# My Home theater in a box shows green dots when upscaling to 1080p via hdmi help?



## jankee22 (Apr 23, 2009)

Ok i have a 47 inch lcd from vizio (GV47LF) and it was working fine on all the inputs or ports i had used to the moment like rca(yellow), component , but after a year i bought a ps3 amd tried to connect it via hdmi . i wantes to use it as a blu ray player but when i did this and went to the hdmi source on the tv it was displaying a lot of tiny green dots and like every 3 seconds the screen goes fully black then the dots again. Soo.. i thought well maybe the cable i bought has problems . Then i bought 2 cable mores and the same problem. I realized maybe it was the system (ps3) but after that i told my self well lets try with other thing and i connected my home theater in a box which upscales to 1080p via hdmi and the same probelm soo i think and im pretty sure the problem is my tv.

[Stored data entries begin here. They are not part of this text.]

PR #2590, opened 2020-12-08
Address eslint warnings (not exhaustive/deps)

SammyIsConfused:
##### Checklist

##### Description of change
This PR aims to address all remaining eslint warnings except those that fall under `react-hooks/exhaustive-deps`. Since those will take a lot more investigation to fix without breaking functionality, they will be done separately.

- Add typing of `Meta<propsOfStorySubject>` to all storybook default exports. Added export to interfaces where necessary.
- Add name to the default export function in index.tsx
- Removed false import of DateRange Material UI icon from SearchModule.ts
- Renamed RangeType so it doesn't get reassigned

### DIFF
--- a/Source/Plugins/Core/com.equella.core/js/tsrc/modules/SearchModule.ts
+++ b/Source/Plugins/Core/com.equella.core/js/tsrc/modules/SearchModule.ts
@@ -15,7 +15,7 @@
  * See the License for the specific language governing permissions and
  * limitations under the License.
  */
-import { DateRange } from "@material-ui/icons";
+
 import * as OEQ from "@openequella/rest-api-client";
 import { Location } from "history";
 import { pick } from "lodash";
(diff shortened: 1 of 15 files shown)


Source/Plugins/Core/com.equella.core/js/tsrc/modules/SearchModule.ts
```diff
@@ -408,14 +408,14 @@ export const legacyQueryStringToSearchOptions = async (
...
-  const RangeType = Union(
+  const RangeTypeLiterals = Union(
     Literal("between"),
     Literal("after"),
     Literal("before"),
     Literal("on")
   );
 
-  type RangeType = Static<typeof RangeType>;
+  type RangeType = Static<typeof RangeTypeLiterals>;
```
edalex-ian, line 418: Was that actually triggering a lint issue?

edalex-ian (approved):
Good stuff @SammyIsConfused 

And I've confirmed it's only dependency lint warnings left by looking at the check output: https://github.com/openequella/openEQUELLA/pull/2590/checks?check_run_id=1515195105#step:12:61

Source/Plugins/Core/com.equella.core/js/tsrc/modules/SearchModule.ts
SammyIsConfused: Yup! It was getting assigned as a `const` on line 411 and then on line 418 the same identifier is declared as a `type`. It triggered off `@typescript-eslint/no-redeclare`. The other one in this file was `DateRange` which was declared as an interface, but there was an import for a Material UI Icon called `DateRange` in there too. 
image

edalex-ian: Okay, good to know. As it makes sense that you can do this, but I've always wondered what's the idiomatic approach. I'm happy to be guided by ESLint - they're a good egg. :wink:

Can anyone help me with this problem? 

Here are some pictures:

http://s213.photobucket.com/albums/c...23-09_1619.jpg

http://s213.photobucket.com/albums/...ve a video if u want to plizz i need help !!!


----------



## yustr (Sep 27, 2004)

It probably is the PS3. You have to go into its menus and tell it to output via the hdmi port and (I think) what resolution you want (1920 x 1080)


----------